Tails of the dynamical structure factor of 1D spinless fermions beyond the Tomonaga approximation

Abstract

We consider one-dimensional (1D) interacting spinless fermions with a non-linear spectrum in a clean quantum wire (non-linear bosonization). We compute diagrammatically the 1D dynamical structure factor, $S(\om,q)$, beyond the Tomonaga approximation focusing on it's tails, $|\om| \gg vq$, {\it i.e.} the 2-pair excitation continuum due to forward scattering.
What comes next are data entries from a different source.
PR #815, opened 2023-02-20
Fix uninitialized jsEngine in Orchestra; Respect duration in relative swipe command

axelniklasson:
Fixes the following issues:
- Use specified duration instead of default 400 ms for relative swipe command
- Initialize `jsEngine` in `Orchestra.executeCommand` to avoid an unhandled exception thrown as part of executing repeat commands from Studio:

```
kotlin.UninitializedPropertyAccessException: lateinit property currentScope has not been initialized
```

## Testing
This has been tested locally and I also update test case `078` to have a correct assertion.

### DIFF
--- a/maestro-test/src/test/kotlin/maestro/test/IntegrationTest.kt
+++ b/maestro-test/src/test/kotlin/maestro/test/IntegrationTest.kt
@@ -2143,7 +2143,7 @@ class IntegrationTest {
         val expectedStart = Point(deviceInfo.widthGrid / 2, deviceInfo.heightGrid * 30 / 100)
         val expectedEnd = Point(deviceInfo.widthGrid / 2, deviceInfo.heightGrid * 60 / 100)
         driver.assertHasEvent(
-            Event.Swipe(start = expectedStart, End = expectedEnd, durationMs = 400)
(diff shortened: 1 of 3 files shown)


maestro-test/src/test/kotlin/maestro/test/IntegrationTest.kt
```diff
@@ -2143,7 +2143,7 @@ class IntegrationTest {
         val expectedStart = Point(deviceInfo.widthGrid / 2, deviceInfo.heightGrid * 30 / 100)
         val expectedEnd = Point(deviceInfo.widthGrid / 2, deviceInfo.heightGrid * 60 / 100)
         driver.assertHasEvent(
-            Event.Swipe(start = expectedStart, End = expectedEnd, durationMs = 400)
+            Event.Swipe(start = expectedStart, End = expectedEnd, durationMs = 3000)
```
amanjeetsingh150, line 2146: What is the intent behind changing this default duration for relative swipe?

amanjeetsingh150 (approved):

amanjeetsingh150:
Can you also mention this PR to the issues it's going to fix?

PR #817, opened 2023-02-20
Private swipe

berikv:
## Proposed Changes

Use XCTest private API to swipe / scroll.

Note: This is a patch-up of [#792](https://github.com/mobile-dev-inc/maestro/pull/792)

## Testing

Ran 14 different flows from various apps.

## Issues Fixed

Apps which have big view hierarchies would cause an error in XCTest.framework / IDB' scroll commands.
By using XCTest.framework's private API we can avoid fetching the apps view hierarchy for scroll commands; avoiding the errors.


maestro-client/src/main/java/maestro/drivers/IOSDriver.kt
```diff
@@ -100,7 +99,6 @@ class IOSDriver(
             .getOrThrow {
                 MaestroException.UnableToLaunchApp("Unable to launch app $appId ${it.message}")
             }
-        waitForAppToSettle(null)
```
dmitry-zaitsev, line 103: I believe this is required

berikv: I've added this line to try and solve the scrolling issue. Now that it's solved a different way, the line can go.
It is more efficient to wait Before running a command when needed instead of waiting after a command because some commands don't need the view to be in quiescence state.

maestro-client/src/test/java/maestro/PointTest.kt
```diff
@@ -22,21 +22,4 @@ internal class PointTest {
         // Then
         assertThat(point).isEqualTo(Point(1, 2))
     }
-
-    @Test
-    internal fun `Deserialize PointF`() {
```
dmitry-zaitsev, line 27: I think it should be fine to remove `PointF`, but heads up that there was some issue in Cloud that made me to add this test. Unfortunately I no longer remember what the issue was :)

dmitry-zaitsev (approved):

maestro-client/src/test/java/maestro/PointTest.kt
berikv: The way I see this is that IOSDriver.kt is responsible for mapping the maestro world into the iOS world.
iOS uses Double for its pixel locations and time intervals, and iOSDriver maps the Int pixel values directly to Double without a Float in between. 

The denormalizedDistance transformation is moved into `width|heightPercentToPoint`. Thus the PointF is now unused:
```
val denormalizedDistance = PointF(start.x * width, start.y * height)
             .distance(PointF(end.x * width, end.y * height))
```

PR #823, opened 2023-02-21
[MOB 1869] Auto verify opening deeplinks on Android

amanjeetsingh150:
## Proposed Changes

1. Add openBrowser command separately for opening the browser for https/http link. Sometimes different apps intercept these links which cause unexpected behavior.
2. Add autoVerify flag on openLink command which will optionally auto verify opening HTTP links to user app and also agree the chrome agreement.

```
appId: com.chatloop.my
---
- openLink: 
    link: https://something.com/linking
    autoVerify: true
```

By default this flag is false.

## Testing
Attaching internally.

## Issues Fixed

https://mobile-dev-inc.slack.com/archives/C041FU72T54/p1676539339478699

### DIFF
--- a/maestro-client/build.gradle
+++ b/maestro-client/build.gradle
@@ -71,6 +71,7 @@ dependencies {
     api(libs.jackson.module.kotlin)
     api(libs.jackson.dataformat.yaml)
     api(libs.jackson.dataformat.xml)
+    api(libs.apk.parser)
 
     implementation project(':maestro-ios')
     implementation(libs.google.findbugs)
--- a/maestro-client/src/main/java/maestro/Maestro.kt
+++ b/maestro-client/src/main/java/maestro/Maestro.kt
@@ -25,8 +25,8 @@ import maestro.Filters.asFilter
 import maestro.UiElement.Companion.toUiElementOrNull
 import maestro.drivers.AndroidDriver
 import maestro.drivers.WebDriver
-import maestro.utils.ScreenshotUtils
 import maestro.utils.MaestroTimer
+import maestro.utils.ScreenshotUtils
 import maestro.utils.SocketUtils
 import okio.Sink
 import okio.buffer
@@ -423,23 +423,11 @@ class Maestro(private val driver: Driver) : AutoCloseable {
         waitForAppToSettle()
     }
 
-    fun openLink(link: String, autoVerify: Boolean) {
-        driver.openLink(link, autoVerify)
+    fun openLink(link: String, appId: String?, autoVerify: Boolean) {
+        LOGGER.info("Opening link $link for app: $appId with autoVerify config as $autoVerify")
+
+        driver.openLink(link, appId, autoVerify)
         waitForAppToSettle()
-    }
-
-    fun autoVerifyApp(appId: String?) {
-        if (driver is AndroidDriver) {
-            driver.autoVerifyApp(appId)
-            waitForAppToSettle()
-        }
-    }
-
-    fun autoVerifyChromeAgreement(verifyGoogleChromeAgreement: () -> Unit) {
-        if (driver is AndroidDriver) {
-            verifyGoogleChromeAgreement()
-            waitForAppToSettle()
-        }
     }
 
     fun openBrowser(link: String) {
--- a/maestro-client/src/main/java/maestro/Maestro.kt
+++ b/maestro-client/src/main/java/maestro/Maestro.kt
@@ -423,15 +423,10 @@ class Maestro(private val driver: Driver) : AutoCloseable {
         waitForAppToSettle()
     }
 
-    fun openLink(link: String, appId: String?, autoVerify: Boolean) {
+    fun openLink(link: String, appId: String?, autoVerify: Boolean, browser: Boolean) {
         LOGGER.info("Opening link $link for app: $appId with autoVerify config as $autoVerify")
 
-        driver.openLink(link, appId, autoVerify)
-        waitForAppToSettle()
-    }
-
-    fun openBrowser(link: String) {
-        driver.openBrowser(link)
+        driver.openLink(link, appId, autoVerify, browser)
         waitForAppToSettle()
     }
 
--- a/maestro-client/src/main/java/maestro/Maestro.kt
+++ b/maestro-client/src/main/java/maestro/Maestro.kt
@@ -24,7 +24,6 @@ import dadb.Dadb
 import maestro.Filters.asFilter
 import maestro.UiElement.Companion.toUiElementOrNull
 import maestro.drivers.AndroidDriver
-import maestro.drivers.IOSDriver
 import maestro.drivers.WebDriver
 import maestro.utils.ScreenshotUtils
 import maestro.utils.MaestroTimer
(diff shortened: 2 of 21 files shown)


maestro-client/src/main/java/maestro/Maestro.kt
```diff
@@ -424,8 +424,27 @@ class Maestro(private val driver: Driver) : AutoCloseable {
...
 
-    fun openLink(link: String) {
-        driver.openLink(link)
+    fun openLink(link: String, autoVerify: Boolean) {
+        driver.openLink(link, autoVerify)
+        waitForAppToSettle()
+    }
+
+    fun autoVerifyApp(appId: String?, autoVerifyApp: (text: String) -> Unit) {
+        if (driver is AndroidDriver) {
```
dmitry-zaitsev, line 433: Let's try to avoid any OS-specific checks at the top level, otherwise it will get out of hand very quickly. Instead, you can add a no-op implementation of `autoVerifyApp` to other drivers

maestro-client/src/main/java/maestro/Maestro.kt
```diff
@@ -424,8 +424,27 @@ class Maestro(private val driver: Driver) : AutoCloseable {
...
+            driver.autoVerifyApp(appId, autoVerifyApp)
+            waitForAppToSettle()
+        }
+    }
+
+    fun autoVerifyChromeAgreement(verifyGoogleChromeAgreement: () -> Unit) {
```
dmitry-zaitsev, line 439: This top-level method is:

- Leaking OS-specific details (it is Android-only)
- Is always called in tandem with `autoVerifyApp`

I think it can simply be a part of the `autoVerifyApp` method

maestro-client/src/main/java/maestro/drivers/AndroidDriver.kt
```diff
@@ -396,10 +397,38 @@ class AndroidDriver(
...
     }
 
-    override fun openLink(link: String) {
+    override fun openLink(link: String, autoVerify: Boolean) {
         dadb.shell("am start -a android.intent.action.VIEW -d \"$link\"")
     }
 
+    fun autoVerifyApp(appId: String?, autoVerifyApp: (text: String) -> Unit) {
+        if (appId != null) {
+            val apkFile = AndroidAppFiles.getApkFile(dadb, appId)
```
dmitry-zaitsev, line 406: Just to double check - does this work on real devices?

dmitry-zaitsev:
In what cases would a user want to set `autoVerify` to `false`?

dmitry-zaitsev (changes requested):
Comments

maestro-client/src/main/java/maestro/Maestro.kt
amanjeetsingh150: Done 💯  I have done following changes:

1. Change autoVerify method to private 
2. Used autoVerify flag passed in openLink method.

This will avoid adding explicit method for this in driver.

maestro-client/src/main/java/maestro/Maestro.kt
amanjeetsingh150: Done added this in AndroidDriver. This is no more leaking in Maestro or Orchestra class 💯

maestro-client/src/main/java/maestro/drivers/AndroidDriver.kt
amanjeetsingh150: Yes I checked on my real device and was able to get app name. Should we add a try-catch around it and not fail this if somehow this throws an exception? WDYT?

maestro-orchestra/src/main/java/maestro/orchestra/Orchestra.kt
```diff
@@ -518,8 +521,65 @@ class Orchestra(
         return true
     }
 
-    private fun openLinkCommand(command: OpenLinkCommand): Boolean {
-        maestro.openLink(command.link)
+    private fun openLinkCommand(command: OpenLinkCommand, config: MaestroConfig?): Boolean {
+        maestro.openLink(command.link, command.autoVerify ?: false)
+
+        if (command.autoVerify == true) {
+            val autoVerifyApp: (appName: String) -> Unit = {
```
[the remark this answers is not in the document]
amanjeetsingh150: Done moved explicitly in `AndroidDriver`

amanjeetsingh150:
> In what cases would a user want to set autoVerify to false?

1. This flag defaults to false
2. If user wants to add testing between the interaction of the system dialog then it would be false. For example if dialog shows the text in different locale.

For the users who don't want to write the interaction with dialog can add autoVerify as true.


Btw do you think if we fail with ElementNotFound after openLink command we should add this in error message that try using autoVerify flag to automatically verify your app for the link passed?

maestro-client/build.gradle
```diff
@@ -71,6 +71,7 @@ dependencies {
     api(libs.jackson.module.kotlin)
     api(libs.jackson.dataformat.yaml)
     api(libs.jackson.dataformat.xml)
+    api("net.dongliu:apk-parser:2.6.10")
```
amanjeetsingh150, line 74: @dmitry-zaitsev I was not able to reference my dependency here by `api(libs.apkParser)`. Am I missing something?

dmitry-zaitsev: I believe it should be `api(libs.apk.parser)`

dmitry-zaitsev:
> Btw do you think if we fail with ElementNotFound after openLink command we should add this in error message that try using autoVerify flag to automatically verify your app for the link passed?

If I understand your point correctly, I think we should not throw `ElementNotFound` nor fail the test if auto-verify fails to find an element. We don't know the locale of user's device nor can we react to update in OS/Browser fast enough - hence we should do auto-verification as a best-effort attempt

maestro-client/src/main/java/maestro/Maestro.kt
```diff
@@ -424,8 +423,15 @@ class Maestro(private val driver: Driver) : AutoCloseable {
...
-        driver.openLink(link)
+    fun openLink(link: String, appId: String?, autoVerify: Boolean) {
+        LOGGER.info("Opening link $link for app: $appId with autoVerify config as $autoVerify")
+
+        driver.openLink(link, appId, autoVerify)
+        waitForAppToSettle()
+    }
+
+    fun openBrowser(link: String) {
+        driver.openBrowser(link)
```
dmitry-zaitsev, line 434: nit: add a log message, similarly to `openLink`

dmitry-zaitsev (approved):
Looks good! Let's just make sure to use a version from toml file

berikv:
I'm a bit late to the discussion here, forgive me if this was already answered.
Wouldn't it be better to specify the 'browserness' of the link opening as an extra parameter to the openLink instruction?
Eg:
```
- openLink: "https://wikipedia.org"
    browser: true # or "com.android.chrome"
```

On iOS there is no difference between openLink and openBrowser. Having a separate command do exactly the same is not great. Both for understanding what happens and for documentation.
Also I believe pattern can be reused for other "open this or that" methods, preventing a whole lot of commands like `- openInAppleMaps`.

amanjeetsingh150:
Hey @berikv thanks for the suggestion, I am open to both. However, if I think as a user I think the more explicit the command the better. openBrowser seems to be explicit as its altogether a different command with a browser true attribute its also explicit but it can confuse me  by the name since "browser" is not a behaviour which needs true or false. I could be biased by the implementation though open to change to anything better.


cc: @dmitry-zaitsev WDYT?

maestro-client/src/main/java/maestro/Maestro.kt
amanjeetsingh150: Updated to add browser attribute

Our methodology reveals three classes of diagrams: two "chiral" classes which bring divergent contributions in the limits $\om \to \pm vq$, {\it i.e.} near the single-pair excitation continuum, and a "mixed" class (so-called Aslamasov-Larkin or Altshuler-Shklovskii type diagrams) which is crucial for the f-sum rule to be satisfied. We relate our approach to the T=0 ones present in the literature. We also consider the $T\not=0$ case and show that the 2-pair excitation continuum dominates the single-pair one in the range: $|q|T/k_F \ll \om \mp vq \ll T$ (substantial for $q \ll k_F$). As applications we first derive the small-momentum optical conductivity due to forward scattering: $\sigma \sim 1/\om$ for $T \ll \om$ and $\sigma \sim T/\om^2$ for $T \gg \om$. Next, within the $2-$pair excitation continuum, we show that the attenuation rate of a coherent mode of dispersion $\Omega_q$ crosses over from $\gamma_q \propto \Omega_q (q/k_F)^2$, {\it e.g.} $\gamma_q \sim |q|^3$ for an acoustic mode, to $\gamma_q \propto T (q/k_F)^2$, independent of $\Omega_q$, as temperature increases. Finally, we show that the $2-$pair excitation continuum yields subleading curvature corrections to the electron-electron scattering rate: $\tau^{-1} \propto V^2 T + V^4 T^3/\eps_F^2$, where $V$ is the dimensionless strength of the interaction.